[Dataset excerpts]
PR #1795, opened 2024-09-18
GSYE-767: Enable passing profiles to OrderUpdaterParameters

hannesdiedrich:

## Proposed changes

-

### DIFF
--- a/src/gsy_e/models/strategy/order_updater.py
+++ b/src/gsy_e/models/strategy/order_updater.py
@@ -1,6 +1,9 @@
 from dataclasses import dataclass
-from typing import List
+from typing import Optional, Union, List
 
+from gsy_framework.constants_limits import ConstSettings
+from gsy_framework.exceptions import GSyException
+from gsy_framework.utils import convert_pendulum_to_str_in_dict
 from pendulum import duration, DateTime, Duration
 
 from gsy_e.models.market import MarketSlotParams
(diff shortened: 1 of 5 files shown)


src/gsy_e/models/strategy/order_updater.py
```diff
@@ -12,36 +15,89 @@ class OrderUpdaterParameters:
...
         }
 
+    def get_update_interval(self):
+        """Return update_interval. If not set, return default value."""
+        if self.update_interval is None:
+            return duration(minutes=ConstSettings.GeneralSettings.DEFAULT_UPDATE_INTERVAL)
+        return self.update_interval
+
+    @staticmethod
+    def _get_default_value_initial_rate(_time_slot: DateTime):
```
BigTava, line 46: Hmmm, it feels we can simplify here no and just return 0 instead of calling this function? Or the idea is to have a default value for every time_slot?

BigTava (approved):
LG, but left 1 comment

src/gsy_e/models/strategy/order_updater.py
hannesdiedrich: Please have a look at the `HeatPumpOrderUpdaterParameters` that inherits from the `OrderUpdaterParameters`. This is to inject a different default value to every implementation of `OrderUpdaterParameters`. Here we do not need a specific default value. Does it make sense?

BigTava: I see we are overriding the function. Looks fine then

PR #1796, opened 2024-09-19
GSYE-568: Add create_hierarchy_stats to SimulationEndpointBuffer

hannesdiedrich:

## Proposed changes

-

### DIFF
--- a/src/gsy_e/gsy_e_core/sim_results/endpoint_buffer.py
+++ b/src/gsy_e/gsy_e_core/sim_results/endpoint_buffer.py
@@ -15,12 +15,17 @@ GNU General Public License for more details.
 You should have received a copy of the GNU General Public License
 along with this program.  If not, see <http://www.gnu.org/licenses/>.
 """
+
 import logging
 from collections import defaultdict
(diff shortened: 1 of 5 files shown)


src/gsy_e/gsy_e_core/sim_results/endpoint_buffer.py
```diff
@@ -170,9 +188,34 @@ def _create_results_validator(self):
...
     @staticmethod
-    def _create_endpoint_buffer(should_export_plots):
+    def _create_results_handler(should_export_plots):
         return ResultsHandler(should_export_plots)
 
+    def create_hierarchy_stats(self, area: "AreaBase"):
+        """Calculate hierarchy related statistics."""
+        hierarchy_self_consumption_list = {}
+        self._calc_hierarchy_stats(area, 0, hierarchy_self_consumption_list)
+        for level, consumption_list in hierarchy_self_consumption_list.items():
```
spyrostz, line 198: The KPI value is not the intended one here. We actually want to replicate this:
image

Therefore I think that this can be done a bit more elaborate here. Let's discuss it on Slack to settle. I will also add the screenshot in the ticket in order to have it available.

## What to do:
Output every record above a second time, exactly.

## Answer area:
PR #1795, opened 2024-09-18
GSYE-767: Enable passing profiles to OrderUpdaterParameters

hannesdiedrich:

## Proposed changes

-

### DIFF
--- a/src/gsy_e/models/strategy/order_updater.py
+++ b/src/gsy_e/models/strategy/order_updater.py
@@ -1,6 +1,9 @@
 from dataclasses import dataclass
-from typing import List
+from typing import Optional, Union, List
 
+from gsy_framework.constants_limits import ConstSettings
+from gsy_framework.exceptions import GSyException
+from gsy_framework.utils import convert_pendulum_to_str_in_dict
 from pendulum import duration, DateTime, Duration
 
 from gsy_e.models.market import MarketSlotParams
(diff shortened: 1 of 5 files shown)


src/gsy_e/models/strategy/order_updater.py
```diff
@@ -12,36 +15,89 @@ class OrderUpdaterParameters:
...
         }
 
+    def get_update_interval(self):
+        """Return update_interval. If not set, return default value."""
+        if self.update_interval is None:
+            return duration(minutes=ConstSettings.GeneralSettings.DEFAULT_UPDATE_INTERVAL)
+        return self.update_interval
+
+    @staticmethod
+    def _get_default_value_initial_rate(_time_slot: DateTime):
```
BigTava, line 46: Hmmm, it feels we can simplify here no and just return 0 instead of calling this function? Or the idea is to have a default value for every time_slot?

BigTava (approved):
LG, but left 1 comment

src/gsy_e/models/strategy/order_updater.py
hannesdiedrich: Please have a look at the `HeatPumpOrderUpdaterParameters` that inherits from the `OrderUpdaterParameters`. This is to inject a different default value to every implementation of `OrderUpdaterParameters`. Here we do not need a specific default value. Does it make sense?

BigTava: I see we are overriding the function. Looks fine then

PR #1796, opened 2024-09-19
GSYE-568: Add create_hierarchy_stats to SimulationEndpointBuffer

hannesdiedrich:

## Proposed changes

-

### DIFF
--- a/src/gsy_e/gsy_e_core/sim_results/endpoint_buffer.py
+++ b/src/gsy_e/gsy_e_core/sim_results/endpoint_buffer.py
@@ -15,12 +15,17 @@ GNU General Public License for more details.
 You should have received a copy of the GNU General Public License
 along with this program.  If not, see <http://www.gnu.org/licenses/>.
 """
+
 import logging
 from collections import defaultdict
(diff shortened: 1 of 5 files shown)


src/gsy_e/gsy_e_core/sim_results/endpoint_buffer.py
```diff
@@ -170,9 +188,34 @@ def _create_results_validator(self):
...
     @staticmethod
-    def _create_endpoint_buffer(should_export_plots):
+    def _create_results_handler(should_export_plots):
         return ResultsHandler(should_export_plots)
 
+    def create_hierarchy_stats(self, area: "AreaBase"):
+        """Calculate hierarchy related statistics."""
+        hierarchy_self_consumption_list = {}
+        self._calc_hierarchy_stats(area, 0, hierarchy_self_consumption_list)
+        for level, consumption_list in hierarchy_self_consumption_list.items():
```
spyrostz, line 198: The KPI value is not the intended one here. We actually want to replicate this:
image

Therefore I think that this can be done a bit more elaborate here. Let's discuss it on Slack to settle. I will also add the screenshot in the ticket in order to have it available.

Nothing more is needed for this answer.